We provide some information and statistics about the project to indicate the project’s size and effort that went into developing the MAS . The agent system has been developed by a team of six students at the Delft University of Technology (henceforth referred to as the team). All team members were familiar with Goal because it is being taught as a first year bachelor course in the Computer Science curriculum at Delft University of Technology. The agile software development approach Scrum [14], supported by the open-source platform iceScrum[17], has been used to manage the project. The team decided not to use an agent-based development methodology such as Prometheus[13] because of a lack of experience with these methodologies. In total, the team spent roughly 500 man hours on the project. About 60 % of the time was spent on implementing and debugging the multi-agent strategy and the remaining 40 % was spent on system performance and other problems. The final code base consists of 1,758 lines of code spread over 18 files.

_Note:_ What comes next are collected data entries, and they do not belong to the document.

PR #69, opened 2022-09-01
Automatically gather serverless_function_regions

dglsparsons:
Change the validation on the serverless_function_region field of a
project to automatically read them, rather than using a hard-coded list.
This will ease the maintenance of the provider as new regions will
automatically become available.

I've also taken some time to improve the error messages returned when an
invalid serverless_function_region or framework is specified on a
project. I've added tests for these too.


kakadiadarpan (approved):
Nice! 🚀

Issue #71, opened 2022-09-08
project_environment_variable values should be sensitive


viki53:
Hi,

I've started to use your provider earlier today and I'm having a few issues and questions.

My main issue is the difference of behavior between the `vercel_project.environment` block and the `vercel_project_environment_variable` resource: the first one marks all values as sensitive (which is good for security) but the later doesn't so I risk having values being output when I don't want them displayed.

I also find weird having to specify an id is the `vercel_project.environment` blocks, but I won't be using them as I much prefer having dedicated resources anyway.

Also, now that this new `vercel_project_environment_variable` resource exists, not specifying the `environment` property in a `vercel_project` shouldn't cause an update of the resource if I never had it specified before: this makes me think that every time I'll update a project property I risk breaking all my env vars and having to re-import them via the `vercel_project_environment_variable` resources, which I define in different TF runs (kind of like the architecture in #47).

---

Update: I tried applying the changes on my project and it did break all the env vars (including those that were defined in the same run using `vercel_project_environment_variable` resources) as I had feared… I had to re-add all of them.   
**This is not OK for a stable deployment process!**

dglsparsons:
Hey @viki53, thanks for raising this. I'll try to address your points one at a time here: 

> My main issue is the difference of behavior between the vercel_project.environment block and the vercel_project_environment_variable resource: the first one marks all values as sensitive (which is good for security) but the later doesn't so I risk having values being output when I don't want them displayed.

That's a good catch - the `project_environment_variable` resource is a recent addition. It looks like the `sensitive` field has been accidentally omitted. I'll add this and ship a new provider version. 

> I also find weird having to specify an id is the vercel_project.environment blocks, but I won't be using them as I much prefer having dedicated resources anyway.

The `id` field is a computed value so not something you need to specify. It's used internally for updates, but hopefully isn't something you need to think about ever. 

> not specifying the environment property in a vercel_project shouldn't cause an update of the resource if I never had it specified before this makes me think that every time I'll update a project property I risk breaking all my env vars and having to re-import them via the vercel_project_environment_variable resources

I'm a bit confused about what you mean here. If you've never specified the `environment` property, why would anything change? Are you able to share a reproduction of the issue you encountered here? 

> Update: I tried applying the changes on my project and it did break all the env vars (including those that were defined in the same run using vercel_project_environment_variable resources) as I had feared… I had to re-add all of them.

[...]

PR #72, opened 2022-09-09
Mark project_environment_variable value as sensitive

dglsparsons:
This prevents it being displayed in plan/apply output. 

Ref #71


kakadiadarpan (commented):
We also don't accept `type`(`system` | `secret` | `encrypted` | `plain`) param, let's add that as well?

kakadiadarpan (approved):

The MAS has been run on a single high-end desktop computer consisting of an Intel core i7-870 quad-core CPU running at 3.53 GHz, and 8 GB of DDR3 RAM running at 1,600 MHz. The option of distributing the MAS on multiple machines was considered as a possibility, mainly for performance reasons, but because the MAS turned out to be efficient enough to run on a single machine this option was not investigated any further. The team considered the development on a single machine to be easier. This poses a challenge because the MAS needs to control ten nonplayer characters that each individually need to act within a two second time frame. As explained, because communication with the server over the Internet takes time as well, in fact this means that each agent needs to decide on an action within about a 100 ms (given that agents take turns on a single machine).

In the remainder of this section, we discuss the design of the MAS (Sect. 4.1), the overall flow of control (Sect. 4.2), the ontology that was developed (Sect. 4.3), the testing strategies of the team (Sect. 4.4), and briefly assess the code base against a set of proposed design guidelines (Sect. 4.5).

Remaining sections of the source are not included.